Using empirical thresholding, I was able to obtain the optimal threshold value for classifying the instance into good or bad while minimizing the average cost. On the other hand, this comes at the price of reducing the accuracy and other performance measures. This is illustrated in the following figure:
In the figure above, the red line denotes the standard threshold of 0.5 which maximizes accuracy but gives a sub-optimal average credit cost. The blue line denotes the desired threshold that minimizes the cost, but now the accuracy is drastically reduced.
Generally, I would not be concerned about the reduced accuracy. Suppose however there is also an incentive to not only minimize the cost but also to maximize the precision as well. Note that the precision is the positive predictive value or ppv = TP/(TP+FP)). Then the green line might be a good trade-off that gives a relatively low cost and a relatively high ppv. Here, I plotted the green line as the average of the red and blue lines (both credit cost and ppv functions seem to have about the same gradient between these regions so calculating the optimal threshold this way probably provides a good estimate), but is there a way to calculate this threshold exactly?

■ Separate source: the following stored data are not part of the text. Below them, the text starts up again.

PR #8371, opened 2018-03-13
Sane default temperature limits for Axis cameras

priiduonu:
Default behaviour is to set low limit to (current temperature - 10 deg) and high limit to (current temperature + 20 deg) upon discovery. Changing that to abs values +5 and +35 deg respectively to be in realistic boundaries.

DO NOT DELETE THIS TEXT

#### Please note

#### Testers


murrant:
Looks good, thanks :)

PR #8388, opened 2018-03-15
Updating the mibs file from vmware

mikeSimonson:
DO NOT DELETE THIS TEXT

#### Please note

#### Testers


laf:
You've added a whole heap of new MIBs which are already in the mibs folder. Please remove those from the vmware folder and only have vmware specific mibs there.

tracernz:
Can you put the source these were retrieved from etc. in the commit message please? It would help a bit for anyone trying to look at how they came to be in future.

mikeSimonson:
How do you spot those that are vmware specific ?
Those only come from the vmware archive.

tracernz:
> How do you spot those that are vmware specific ?

VMWARE-*

> Those only come from the vmware archive.

Yeah, they included all the generic MIBs their products use too.

murrant:
You can check this by running: 
`composer install` (to install development dependencies
`./vendor/bin/phpunit tests/MibTest.php --group mibs --filter=vmware` to check for problems in the vmware mib directory.

PR #8392, opened 2018-03-15
Snmpsim fail when it fails

murrant:
DO NOT DELETE THIS TEXT

#### Please note

#### Testers


LibreNMS/Util/Snmpsim.php
```diff
@@ -26,6 +26,7 @@
 namespace LibreNMS\Util;
 
 use LibreNMS\Config;
+use LibreNMS\Exceptions\SnmpsimException;
```
laf: May as well remove all of these.

scripts/collect-snmp-data.php
```diff
@@ -27,8 +28,12 @@
 );
 
 if (isset($options['snmpsim'])) {
-    $snmpsim = new Snmpsim();
-    $snmpsim->run();
+    try {
+        $snmpsim = new Snmpsim();
+        $snmpsim->run();
+    } catch (SnmpsimException $e) {
```
laf: This was removed wasn't it?

murrant: Thought I removed all of them, haven't had a chance to double check.  Thanks.

Issue #8031, opened 2018-01-05
Updating ServerTech PDU device support 


papatango71:
DO NOT DELETE THIS INFORMATION.

> Please read this information carefully.

GitHub issues is for known/validated bugs, please do not post issues asking for help or how to do X, Y or Z. 

You can use our [Discord server](https://t.libren.ms/discord) to ask questions or our [community site](https://community.librenms.org).

If you have a feature request please post this on our [community site](https://community.librenms.org/c/feature-requests).

Please confirm each of the sections below by putting an `x` in the box like `[x]`.

- [X] Is your install up to date? [Updating your install](http://docs.librenms.org/General/Updating/)
      Please do not submit an issue if your install is not up to date within the last 24 hours or on a stable monthly release.
- [X] Please include all of the information between the `====================================` section of `./validate.php` which you can run from the cli.
- [X] Please provide ALL info asked for [here](http://docs.librenms.org/Support/FAQ/#faq20).
- [X] Please provide as much detail as possible.
- [X] Please do NOT post more than 10 lines of debug information here, use a pastebin service or GitHub Gists.

librenms@nms01-eqch2
[/opt/librenms]$ ./validate.php
====================================
Component | Version
--------- | -------
LibreNMS  | 1.33-304-ge16422a
DB Schema | 227
PHP       | 7.0.22-0ubuntu0.16.04.1
MySQL     | 10.0.31-MariaDB-0ubuntu0.16.04.2
RRDTool   | 1.5.5
SNMP      | NET-SNMP 5.7.3
====================================

[OK]    Database connection successful
[OK]    Database schema correct

DISCOVERY :: https://p.libren.ms/view/32314270
>> Error'ed out 
  Paste endpoint: https://p.libren.ms/api/create
  ifStackStatus: Unknown Object Identifier (Sub-id not found: (top) -> ifStackStatus)
  MIB search path: /opt/librenms/mibs:/opt/librenms/mibs/sentry
  Cannot find module (CPQHOST-MIB): At line 5 in (none)
  cpqHoFileSysEntry: Unknown Object Identifier (Sub-id not found: (top) -> cpqHoFileSysEntry)

POLLER :: https://p.libren.ms/view/9f0e3607

SNMPBULKWALK :: https://p.libren.ms/view/aca5e8a3

Senrty3.mib :: https://p.libren.ms/view/6652bb1a
Sentry3OIDTree.txt :: https://p.libren.ms/view/8bf2fe49

[...]

PR #8407, opened 2018-03-16
feature: Improve Sentry4 discovery

Rosiak:
DO NOT DELETE THIS TEXT

#### Please note

#### Testers

Should address #8031.

I have not processed:
st4Outlets
st4TemperatureSensors
st4HumiditySensors
st4WaterSensors
st4ContactClosureSensors
st4AnalogToDigitalConvSensors
st4FanSensors
st4EventInformation

I have not added test data either, as the data I tested was from one of the issues, hence not mine.

Indexes will change for frequency and power, so data will be lost.


laf:
We can just set the new index to be the same as the old, better to do that and preserve historical data than just wipe it out.

laf:
This is now ready I'd like someone else to take a look as it changes the way user_functions are called. Before we processed them before we ran divisor/multiplier which would then cause bad data.

For example, Fahrenheit to celsius where the value also needed to be divided by first resulted in the wrong values.

So, actually run the function once we have the correct known value.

My thoughts are to create a new performance measure as a function of both the costs and the ppv, and then minimize this performance measure. Example: measure = credit.costs*(-ppv)

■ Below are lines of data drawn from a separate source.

PR #8411, opened 2018-03-17
nimbleos Changed to bit shift high << 32 and add low. Changed over graphs.

theherodied:
DO NOT DELETE THIS TEXT

#### Please note

#### Testers

### DIFF
--- a/includes/definitions/nimbleos.yaml
+++ b/includes/definitions/nimbleos.yaml
@@ -4,8 +4,7 @@ type: storage
 icon: nimble
 over:
     - { graph: device_bits, text: 'Device Traffic' }
-    - { graph: device_processor, text: 'Processor Usage' }
-    - { graph: device_mempool, text: 'Memory Usage' }
+    - { graph: device_storage, text: 'Storage Usage' }
 mib_dir:
     - nimble
 discovery:
--- a/includes/discovery/storage/nimbleos.inc.php
+++ b/includes/discovery/storage/nimbleos.inc.php
@@ -19,7 +19,7 @@
  *
  * @package    LibreNMS
  * @link       http://librenms.org
- * @copyright  2018 theherodied
+ * @copyright  2018 Ryan Finney
  * @author     https://github.com/theherodied/
  */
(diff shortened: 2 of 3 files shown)


murrant:
Can you explain this, why would you want to concatenate the two numbers?

theherodied:
When I read the MIB file and saw the High Order Bytes and Low Order Bytes I began researching what they meant. I've seen several different takes on it but this is the one I'm tending to believe. I opened a ticket with Nimble to clarify/confirm.

https://www.zenoss.com/product/zenpacks/nimble
Jane Curry described it like this:
A modeler plugin - NimbleVolumeMap - which gathers id, name, various sizes, online status and number of connections. The three sets of size data are in 2 MIB values - high 32 bits and low 32 bits. The modeler combines these values to present a single value in the NimbleVolume object. We believe that the raw SNMP data is in MB. The modeler divides this by 1024 to present values as GB.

But I'm not sure how to code this in R. Any advice on what should be done would be greatly appreciated.
My R code is as follows:
library(mlr)
## Load dataset
data(GermanCredit, package = "caret")
credit.task = makeClassifTask(data = GermanCredit, target = "Class")
## Removing 2 columns: Purpose.Vacation,Personal.Female.Single
credit.task = removeConstantFeatures(credit.task)
## Generate cost matrix
costs = matrix(c(0, 1, 5, 0), 2)
colnames(costs) = rownames(costs) = getTaskClassLevels(credit.task)
## Make cost measure
credit.costs = makeCostMeasure(id = "credit.costs", name = "Credit costs", costs = costs, best = 0, worst = 5)

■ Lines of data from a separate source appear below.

PR #8414, opened 2018-03-19
Print mysql errors in debug output.

murrant:
DO NOT DELETE THIS TEXT

#### Please note

#### Testers


includes/dbFacile.php
```diff
@@ -117,7 +117,9 @@ function dbQuery($sql, $parameters = array())
         $mysql_error = mysqli_error($database_link);
         if (isset($config['mysql_log_level']) && ((in_array($config['mysql_log_level'], array('INFO', 'ERROR')) && !preg_match('/Duplicate entry/', $mysql_error)) || in_array($config['mysql_log_level'], array('DEBUG')))) {
             if (!empty($mysql_error)) {
-                logfile(date($config['dateformat']['compact']) . " MySQL Error: $mysql_error ($fullSql)");
+                $error_msg =  "MySQL Error: $mysql_error ($fullSql)";
+                c_echo("%R$error_msg%n\n", $debug);
```
laf: Maybe drop the `$debug`? This is the kind of thing we want to see regardless of debug being enabled or not.

murrant: I'm fine with always printing this.  We'll get more reports of broken queries.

## Set training scheme with repeated 10-fold cross-validation
set.seed(100)
rin = makeResampleInstance("RepCV", folds = 10, reps = 3, task = credit.task)
## Fit a logistic regression model (nnet::multinom())
lrn = makeLearner("classif.multinom", predict.type = "prob", trace = FALSE)
r = resample(lrn, credit.task, resampling = rin, measures = list(credit.costs, mmce), show.info = FALSE)
r
# Tune the threshold using average costs based on the predicted probabilities on the 3 test data sets
cost_tune.res = tuneThreshold(pred = r$pred, measure = credit.costs)
# Tune the threshold using precision based on the predicted probabilities on the 3 test data sets
ppv_tune.res = tuneThreshold(pred = r$pred, measure = ppv)
d = generateThreshVsPerfData(r, measures = list(credit.costs, ppv, acc))
plt = plotThreshVsPerf(d)
plt + geom_vline(xintercept=cost_tune.res$th, colour = "blue") + geom_vline(xintercept=0.5, colour = "red") +
geom_vline(xintercept=1/2*(cost_tune.res$th + 0.5), colour = "green")
calculateConfusionMatrix(r$pred)
performance(r$pred, measures = list(acc, ppv, credit.costs))
Finally, I'm also a bit confused that about my ppv value. When I observe my confusion matrix, I am calculating my ppv as 442/(442+289) = 0.6046512 but the reported value is slightly different (0.6053531). Is there something wrong with my calculation?